Either those subcontractors go to traditional banks — which are often unwilling to offer financing — or they go to an alternative lender for a product that's prohibitive to their growth — extremely expensive and not tailored for construction. Subcontractors need more options to compete.
Fortunately, new financing alternatives designed to champion the subcontractor are coming into existence, helping subs tackle cash flow challenges and overall liquidity of commercial construction projects. These innovative, flexible financing solutions provide subcontractors with 120-day terms to pay for materials, helping them balance multiple projects and maintain healthy relationships with suppliers. Material finance options also allow suppliers to be paid in cash up front, guaranteeing materials will be delivered reliably. Not only do material deliveries flow in, but subcontractors have more time to pay for them.
In addition, new, reliable labor advance financing has become available to ensure subcontractors have the liquidity to pay their crew on time and deliver successful results. As labor costs have spiked, pay advance options can help stabilize cash flow, allowing subcontractors to continue to grow their businesses. These effective solutions provide subcontractors same-day financing on completed work with approved pay apps, eliminating the subcontractor's responsibility to float their own capital to fund projects and pay their workers.
Complete solutions on the market give commercial subcontractors access to financing for the two largest expenses on a project — materials and labor — and secures the resources and purchasing power they need to remain liquid throughout the entire project, take control of their cash flow, and finally do business on their terms.

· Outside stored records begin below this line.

PR #792, opened 2021-11-09
feat: comprehensive reading history

sshanzel:
DD-67 #done

I have created a new page generator based on **any** `Date` property. It is type-strict, so if you pass a property of the expected entity that was not a `Date` type, it won't pass tslint.

Reading history:
- query `readHistory` -  a paginated result of user's reading history
- mutation `hideReadHistory` - update the specified post with timestamp of the user's view history to be `hidden` = true


__tests__/users.ts
```diff
@@ -557,6 +564,79 @@ describe('query userReadHistory', () => {
...
+    }
+  }`;
+
+  it('should not authorize when not logged in', () =>
+    testQueryErrorCode(client, { query: QUERY }, 'UNAUTHENTICATED'));
+
+  it("should return user's reading history in descending order", async () => {
+    loggedUser = '1';
+    const createdAtOld = new Date('2020-09-22T07:15:51.247Z');
+    const createdAtNew = new Date('2021-09-22T07:15:51.247Z');
```
rebelchris, line 593: Maybe also test this one by passing them the other way around? So assigning the new one first then the old?

src/entity/View.ts
```diff
@@ -21,7 +21,10 @@ export class View {
   @Column({ type: 'text', nullable: true })
   referer?: string;
 
-  @PrimaryColumn({ default: () => 'now()' })
+  @PrimaryColumn({ default: () => 'now()', precision: 3 })
```
rebelchris, line 24: Why do we need this precision?

rebelchris (changes requested):
Couple of questions, but really nice work Lee!

src/entity/View.ts
sshanzel: Oh, sorry I will elaborate further the current description in the Docs Page.

Most languages follow the [ISO format](https://developer.mozilla.org/en-US/docs/Web/JavaScript/Reference/Global_Objects/Date/toISOString) in date which is 3 digits maximum for milliseconds, and when we store 6 (default) it won't match due to the missing additional 3 digits of milliseconds in the database.

__tests__/users.ts
sshanzel: That makes sense. I can probably just switch the first `view` item to have the new date and the second one to have the older date since I think if we create another test, it will serve the same purpose.

sshanzel: That makes sense. I can probably just switch the first `view` item to have the new date and the second one to have the older date since I think if we create another test, it will serve the same purpose. What do you think?

src/entity/View.ts
idoshamun: But do we actually need a ms level precision? I'm not sure

__tests__/users.ts
idoshamun: I'd like to see a test for a consequent page fetch please

idoshamun (changes requested):
Great work. Love the fact that you stuck to the docs. Made the outcome much more predictable :)

src/schema/users.ts
```diff
@@ -275,6 +349,21 @@ export const resolvers: IResolvers<any, Context> = {
...
+      { postId, timestamp }: { postId?: string; timestamp: Date },
+      ctx: Context,
+    ): Promise<void> => {
+      const args = { postId, timestamp, userId: ctx.userId };
+      const repo = ctx.getRepository(View);
+      const history = await repo.findOne(args);
+
+      if (!history) {
+        throw new NotFoundError('Read history not found');
+      }
```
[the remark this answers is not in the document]
sshanzel: That makes sense. One thing though, it is possible for the user to view the same `postId` with a different timestamp, and if we won't include it in the condition, we will be updating two values which should not be expected.

src/entity/View.ts
sshanzel: Good point. We can then set this to `precision: 0` since if we compare a date vs a timestamp with `000` milliseconds (appended by most formatter as shown below) it would still provide the expected result.

Screen Shot 2021-11-11 at 7 15 25 AM

src/schema/users.ts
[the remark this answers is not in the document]
idoshamun: At this point, it shouldn't happen

__tests__/users.ts
```diff
@@ -587,7 +587,7 @@ describe('query readHistory', () => {
   it('should not authorize when not logged in', () =>
     testQueryErrorCode(client, { query: QUERY }, 'UNAUTHENTICATED'));
 
-  it("should return user's reading history in descending order", async () => {
+  it("should return user's reading history", async () => {
```
idoshamun, line 590: Make sure to run lint fix, you use double quotes instead of single

src/entity/View.ts
```diff
@@ -21,7 +21,7 @@ export class View {
   @Column({ type: 'text', nullable: true })
   referer?: string;
 
-  @PrimaryColumn({ default: () => 'now()', precision: 3 })
+  @PrimaryColumn({ default: () => 'now()', precision: 0 })
```
idoshamun, line 24: I prefer to not introduce any change to existing columns in this table as it contains a lot of data.
Unless it's mandatory

idoshamun (changes requested):
Please add a test case for pagination in read history as well

__tests__/users.ts
sshanzel: I think the reason this passed is due to the apostrophe being used in the actual text. Let me rephrase it to avoid the usage of double-quotes.

src/entity/View.ts
sshanzel: Understood, with what, whenever we query data for comparison of timestamp, we will have to strongly type the actual query every time even for basic usage so we can parse it by removing the milliseconds and having it matched. I will update the current mutation.

I just felt the process in this PR can benefit future developments as we won't have to bother to do the parsing from the DB query, but yes, it is much better to avoid changes in the structure that will affect the data itself.

idoshamun: We also decided to not compare timestamps at the moment so this shouldn't be a problem

idoshamun (approved):
LGTM! 🎉

sshanzel:
Hi @rebelchris would love to hear your comments on the changes and additional tests 🚀

rebelchris (approved):
Nice work on those tests!

Love it ❤️

PR #2299, opened 2024-10-01
feat(strict-ts): apply to notifications

capJavert:

This one focuses on: 
- notifications
- notifications workers


src/notifications/generate.ts
```diff
@@ -34,7 +34,7 @@ const systemTitle = () => undefined;
 
 export const notificationTitleMap: Record<
   NotificationType,
-  (ctx: NotificationBaseContext) => string | undefined
+  (ctx: never) => string | undefined
```
capJavert, line 37: I've cast this as never because that is the only way (that I know of) to get dynamic types on `ctx` params in the `notificationTitleMap` below. Only caveat to this is that we have to cast to `never` in `generateNotificationV2` but think its better then casting in this file since `generateNotificationV2` is more internal function

src/notifications/index.ts
```diff
@@ -157,6 +157,10 @@ export async function generateAndStoreNotificationsV2(
   entityManager: EntityManager,
   args: NotificationHandlerReturn,
 ): Promise<void> {
+  if (!args) {
+    return;
+  }
```
capJavert, line 162: This never gets called with `args = undefined` because worker checks for it but for safety its here

src/notifications/builder.ts
```diff
@@ -299,7 +301,7 @@ export class NotificationBuilder {
     if (source.type === SourceType.Squad && addSquadAvatar) {
       newBuilder = newBuilder.avatarSource(source);
     }
-    if (post.type === PostType.Share) {
+    if (post.type === PostType.Share && sharedPost) {
```
rebelchris, line 304: Nice this might actually catch some edge-case fails 😅

rebelchris (approved):
Looks ok to me :)

src/notifications/builder.ts
capJavert: Yep, hopefully catch a lot more with strict enabled 🙏

PR #2301, opened 2024-10-01
refactor: milestone should not include the value 1

sshanzel:


rebelchris (approved):
Pro if we can add a test 😉

omBratteng (approved):

nensidosari (approved):

sshanzel:
> Pro if we can add a test 😉

Yep. Definitely beneficial. Let me add one.

PR #2303, opened 2024-10-02
feat: send traces to opentelemetry-collector

omBratteng:
Not ready for merge yet, but can be reviewed

### DIFF
--- a/.infra/Pulumi.prod.yaml
+++ b/.infra/Pulumi.prod.yaml
@@ -110,8 +110,7 @@ config:
     onesignalAppId:
       secure: AAABALTizkxZkCfsq6/fx2v7nXxsVP7psWBfSUct0zeyrX0ABxPpD30zIsyx5r5wqt1UJIIXDIVOnhM7W3vzrzaatrE=
     otelEnabled: true
-    otelTracesSampler: parentbased_traceidratio
-    otelTracesSamplerArg: 0.05
+    otelTracesSampler: parentbased_always_on
     personalizedDigestFeed:
       secure: AAABABnHXr0d1pbDX7KRjoBXvFnr7ImTUJ7Y88GlhlaC7EiSG/nxVLHtnQL0hgczHqt1bPn25TN/R8Au6CEAQpq6dGXLwCfA+gWPypTVHg==
     personalizedDigestSecret:
--- a/src/Context.ts
+++ b/src/Context.ts
@@ -46,8 +46,8 @@ export class Context {
     return this.req.trackingId;
   }
 
-  get isTeamMember(): boolean | undefined {
-    return this.req.isTeamMember;
+  get isTeamMember(): boolean {
+    return !!this.req.isTeamMember;
   }
 
   get premium(): boolean {
--- a/src/Context.ts
+++ b/src/Context.ts
@@ -46,6 +46,10 @@ export class Context {
     return this.req.trackingId;
   }
 
+  get isTeamMember(): boolean | undefined {
+    return this.req.isTeamMember;
+  }
+
   get premium(): boolean {
     return !!this.req.premium;
   }
--- a/src/common/users.ts
+++ b/src/common/users.ts
@@ -585,9 +585,12 @@ export const checkIfUserIsTeamMember = async (
   con: DataSource,
   userId: string,
 ): Promise<boolean> => {
-  const isTeamMember = await con.getRepository(Feature).findOneBy({
-    feature: FeatureType.Team,
-    userId,
+  const isTeamMember = await con.getRepository(Feature).findOne({
+    select: ['value'],
+    where: {
+      feature: FeatureType.Team,
+      userId,
+    },
   });
 
   return isTeamMember?.value === 1;
--- a/src/common/users.ts
+++ b/src/common/users.ts
@@ -5,8 +5,6 @@ import {
   UserStreak,
   UserStreakAction,
   UserStreakActionType,
-  Feature,
-  FeatureType,
 } from '../entity';
 import { differenceInDays, isSameDay, max, startOfDay } from 'date-fns';
 import { DataSource, EntityManager, In, Not } from 'typeorm';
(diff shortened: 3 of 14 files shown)


src/common/users.ts
```diff
@@ -571,6 +573,18 @@ export const shouldAllowRestore = async (
   });
 };
 
+export const checkIfUserIsTeamMember = async (
+  con: DataSource,
+  userId: string,
+): Promise<boolean> => {
+  const isTeamMember = await con.getRepository(Feature).findOneBy({
```
rebelchris, line 580: Maybe add specific select on value.

rebelchris (approved):
Can't say much about the telemetry stuff, but overall looks good, just one optimization.

src/telemetry/opentelemetry.ts
```diff
@@ -137,6 +141,15 @@ export const tracer = (serviceName: string) => {
       req.span = api.trace.getSpan(api.context.active());
     });
 
+    fastify.addHook('preHandler', async (req) => {
+      if (req?.span?.isRecording()) {
+        const con = await createOrGetConnection();
+        const isTeamMember = await checkIfUserIsTeamMember(con, req.userId);
```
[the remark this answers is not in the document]
omBratteng: From what I gather, when using diagnostic channels, it shouldn't really affect response times much. But before I went to bed, I noticed that `isTeamMember` is in the boot, so probably in JWT as well. If not, I'll add it to the JWT

src/common/users.ts
omBratteng: Changed to only select value

omBratteng: Though function isn't used that much for telemetry, since I moved that to the JWT instead. But still keeping it in since it's being re-used other places

src/telemetry/opentelemetry.ts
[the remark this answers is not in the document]
omBratteng: Refactored to use JWT instead since we're already checking for `isTeamMember` during boot.

.infra/Pulumi.prod.yaml
```diff
@@ -110,8 +110,7 @@ config:
     onesignalAppId:
       secure: AAABALTizkxZkCfsq6/fx2v7nXxsVP7psWBfSUct0zeyrX0ABxPpD30zIsyx5r5wqt1UJIIXDIVOnhM7W3vzrzaatrE=
     otelEnabled: true
-    otelTracesSampler: parentbased_traceidratio
-    otelTracesSamplerArg: 0.05
```
capJavert, line 114: Where did sampling go?

omBratteng: `parentbased_always_on`
So API always samples, and sends it to the collector, which then decides if out should be sampled or not (tail sampling)
That way we can enable 100% sampling for staff or errors, all others have a percentage rate

omBratteng: See here https://github.com/dailydotdev/daily-infra/blob/7dad00fd2c19cc45f7999b48591f58b318b020a0/tracing.ts#L71-L87

capJavert: my next question was what `parentbased_traceidratio` does 😆 , cool!

omBratteng: `parentbased` it takes into account what the sampling rate is set on the parent. I.e. if API was called from a different service that was also doing tracing, but it decided to not sample this request. That would make it respect that.

`traceidratio` just sampling rate.

`always_on` ... always on

`parentbased_traceidratio` Respects parent decision, but if none, sets sampling rate

`parentbased_always_on` Respects parent decision, but if none, always on

src/telemetry/opentelemetry.ts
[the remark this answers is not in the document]
rebelchris: It was a discussion at the time to add to JWT, but we decided not to as it was a once-off.
Now it makes fully sense so thanks for adding it :)

src/schema/feeds.ts
```diff
@@ -1407,10 +1406,12 @@ export const resolvers: IResolvers<unknown, BaseContext> = traceResolvers<
...
-          const isTeamMember = await ctx.con
-            .getRepository(Feature)
-            .findOneByOrFail({ feature: FeatureType.Team, userId: ctx.userId });
-          if (!isTeamMember || isTeamMember.value !== 1) {
+          const isTeamMember = await checkIfUserIsTeamMember(
+            ctx.con,
+            ctx.userId,
+          );
+
+          if (!isTeamMember) {
```
rebelchris, line 1414: This can now actually read it from the JWT right?

src/schema/submissions.ts
```diff
@@ -136,9 +134,7 @@ export const resolvers: IResolvers<unknown, BaseContext> = traceResolvers<
     ): Promise<GQLSubmitArticleResponse> => {
       const [user, isTeamMember] = await Promise.all([
         ctx.getRepository(User).findOneByOrFail({ id: ctx.userId }),
-        ctx.con
-          .getRepository(Feature)
-          .findOneBy({ feature: FeatureType.Team, userId: ctx.userId }),
+        await checkIfUserIsTeamMember(ctx.con, ctx.userId),
```
rebelchris, line 137: Here as well

rebelchris (approved):
Since it's in JWT we can remove the extra queries i think :)

src/Context.ts
```diff
@@ -46,6 +46,10 @@ export class Context {
     return this.req.trackingId;
   }
 
+  get isTeamMember(): boolean | undefined {
+    return this.req.isTeamMember;
+  }
```
capJavert, line 51:
```suggestion
  get isTeamMember(): boolean {
    return !!this.req.isTeamMember;
  }
```

rebelchris (approved):
Looks good to me!

capJavert (commented):
Looks good, but let's merge on Monday to avoid any issues over weekend.

PR #2304, opened 2024-10-02
feat: allow filtering of squads

rebelchris:
Added filtering option to set which sourceTypes to return.

Related Frontend: https://github.com/dailydotdev/apps/pull/3612

AS-625 #done

### DIFF
--- a/src/common/feedGenerator.ts
+++ b/src/common/feedGenerator.ts
@@ -29,7 +29,7 @@ import graphorm from '../graphorm';
 import { mapArrayToOjbect } from './object';
 import { runInSpan } from '../telemetry';
 import { whereVordrFilter } from './vordr';
-import { baseFeedConfig } from '../integrations/feed/generators';
+import { baseFeedConfig } from '../integrations/feed';
 
 export const WATERCOOLER_ID = 'fd062672-63b7-4a10-87bd-96dcd10e9613';
 
--- a/src/common/feedGenerator.ts
+++ b/src/common/feedGenerator.ts
@@ -373,7 +373,6 @@ export function feedResolver<
       (el) =>
         !(queryParams as AnonymousFeedFilters).excludeSourceTypes.includes(el),
     );
-    console.log('qp', sourceTypes);
 
     const result = await runInSpan('feedResolver.queryPaginated', async () =>
       graphorm.queryPaginated<GQLPost>(
--- a/src/common/feedGenerator.ts
+++ b/src/common/feedGenerator.ts
@@ -29,6 +29,7 @@ import graphorm from '../graphorm';
 import { mapArrayToOjbect } from './object';
 import { runInSpan } from '../telemetry';
 import { whereVordrFilter } from './vordr';
+import { baseFeedConfig } from '../integrations/feed/generators';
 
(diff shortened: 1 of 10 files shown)


src/common/feedGenerator.ts
```diff
@@ -355,6 +369,12 @@ export function feedResolver<
       return excludedTypes ? !excludedTypes.includes(type) : true;
     });
 
+    const sourceTypes = baseFeedConfig.source_types.filter(
+      (el) =>
+        !(queryParams as AnonymousFeedFilters).excludeSourceTypes.includes(el),
+    );
+    console.log('qp', sourceTypes);
```
rebelchris, line 376:
```suggestion
```

src/common/personalizedDigest.ts
```diff
@@ -216,6 +217,9 @@ export const getPersonalizedDigestEmailPayload = async ({
     blocked_tags: feedConfig.blockedTags,
     blocked_sources: feedConfig.excludeSources,
     feed_config_name: feature.feedConfig,
+    source_types: baseFeedConfig.source_types.filter(
+      (el) => !feedConfig.excludeSourceTypes.includes(el),
+    ),
```
capJavert, line 222: Digest config supports it, I know in the past we had to add/enabled specifically, maybe check with Vas?

src/common/feedGenerator.ts
```diff
@@ -278,6 +286,12 @@ export const applyFeedWhere = (
     );
   }
 
+  if (sourceTypes.length > 0) {
+    newBuilder = newBuilder.andWhere(`source.type IN (:...sourceTypes)`, {
+      sourceTypes,
+    });
+  }
```
capJavert, line 293: Index might be needed for this?

src/common/feedGenerator.ts
```diff
@@ -162,23 +163,28 @@ export const feedToFilters = async (
...
-        if (curr.group === 'content_types') {
-          acc.excludeTypes.push(curr.options.type);
-        }
-        if (curr.group === 'content_curation') {
-          acc.blockedContentCuration.push(curr.options.type);
+  const { excludeTypes, blockedContentCuration, excludeSourceTypes } =
+    settings.reduce<{
+      excludeTypes: string[];
+      blockedContentCuration: string[];
+      excludeSourceTypes: string[];
```
capJavert, line 170: We need to add this to `FiltersInput` gql type?

capJavert (commented):
Some questions mostly

src/common/personalizedDigest.ts
rebelchris: Yeah checked, he's adding it to all:
https://dailydotdev.slack.com/archives/C04UN615UAF/p1727855255223979

src/common/feedGenerator.ts
rebelchris: They actually never really come from frontend though, but think we might use it via internal graph resolver on API

src/common/feedGenerator.ts
rebelchris: Index already exists.

capJavert (approved):
Looks alright to me 👍

omBratteng (approved):
LGTM, just need to be sure it actually gets passed on to feed.
When I added the video filtering, I only had it working for feed v1 🙈

PR #2305, opened 2024-10-02
feat: enable strict type checking

capJavert:
This is the final of the PRs in a series to bring our TypeScript types to comply with [strict](https://www.typescriptlang.org/tsconfig/#strict) config option. This will allow us better type checking during builds and development and allow us to ship with more confidence.

Left comments on things that need attention.


src/workers/notifications/userStreakResetNotification.ts
```diff
@@ -32,7 +32,7 @@ const worker = generateTypedNotificationWorker<'api.v1.user-streak-updated'>({
       streak: {
         ...streak,
         currentStreak: parseInt(lastStreak, 10),
-        lastViewAt: new Date(streak.lastViewAt!).getTime(),
+        lastViewAt: new Date(streak.lastViewAt!),
```
capJavert, line 35: @sshanzel, for sanity check, strict type requires Date, from what I see in notification handler `format` accepts `Date | number | string` so it should be good?

src/schema/users.ts
```diff
@@ -2116,7 +2125,7 @@ export const resolvers: IResolvers<unknown, BaseContext> = traceResolvers<
         amount: recoverCost,
       };
 
-      const currentStreak = oldStreakLength + streak.current;
+      const currentStreak = oldStreakLength + streak.current!;
```
capJavert, line 2128: @sshanzel for you sanity check, here `streak.current` could be `undefined`, I unwrapped it with `!` operator, but we might want to return early if `streak.current` does not exist? Maybe cause of some bugs?

src/schema/users.ts
```diff
@@ -1904,7 +1909,7 @@ export const resolvers: IResolvers<unknown, BaseContext> = traceResolvers<
         throw new ValidationError('We can only verify unique company domains');
       }
 
-      const company = await ctx.con.getRepository(Company).findOneBy({
+      const company = await ctx.con.getRepository(Company).findOneByOrFail({
```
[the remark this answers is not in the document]
rebelchris: Yeah should be fine indeed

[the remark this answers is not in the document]
capJavert: ah nvm, it actually is supposed to be nullable at least based on db type? I changed it back.

src/workers/notifications/userStreakResetNotification.ts
capJavert: test also fails for it because it expects number https://app.circleci.com/pipelines/github/dailydotdev/daily-api/9926/workflows/6d3c9906-2592-4ff0-a78d-33267a4a1751/jobs/39988/tests

src/schema/users.ts
sshanzel: Should always exist. When a user is created, we trigger a user streak insert then the default value for this property is 0.

src/schema/users.ts
```diff
@@ -1985,16 +1990,20 @@ export const resolvers: IResolvers<unknown, BaseContext> = traceResolvers<
...
       await ctx.con.getRepository(UserCompany).save(updatedRecord);
 
-      return await graphorm.queryOne<GQLUserCompany>(ctx, info, (builder) => {
-        builder.queryBuilder = builder.queryBuilder
-          .andWhere(`${builder.alias}."userId" = :userId`, {
-            userId: ctx.userId,
-          })
-          .andWhere(`${builder.alias}."email" = :email`, { email })
-          .andWhere(`${builder.alias}."verified" = true`);
+      return await graphorm.queryOneOrFail<GQLUserCompany>(
```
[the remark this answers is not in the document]
sshanzel: Yes.

src/workers/notifications/userStreakResetNotification.ts
sshanzel: I vaguely remember if there was an issue with `format` accepting the value. But if it works, then yeah, we should be good here too.

sshanzel: Maybe we can manually update the expected value from int to string since that is what will happen now.

src/schema/users.ts
capJavert: I made `current` not optional in, can you check if ok @sshanzel? 1191e9cbf75a52a1ea21c45791987350daa57e6a

rebelchris (approved):
Wow massive kudos! 🎉

src/schema/users.ts
sshanzel: Yes. Having it required is the way to go 🙌

sshanzel (approved):
Wow, is this the final PR for fully enabling type-script on API? Well done! 🎉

Skyrocketing material costs and the detrimental impacts of the construction labor shortage are hampering subcontractors. With no signs of demand slowing and few options to quickly increase the number of workers, subcontractors need new, reliable options to help bridge the gap between their outgoing capital responsibilities and incoming cash flow. Pay application advance options are a critical new tool that can help subcontractors pay for the things they need to ensure projects are completed and to lay the foundation for future growth and success.
Christopher Doyle is an entrepreneur and business leader with extensive construction industry experience and a record of launching successful startups. He is the co-founder and CEO of Billd, a disruptive payment solution for the construction industry that helps subcontractors grow their businesses with less hassle and risk. Recognizing the cash flow hurdles subcontractors face when purchasing materials, Doyle launched Billd to make traditional Wall Street working capital accessible to business owners in the construction industry.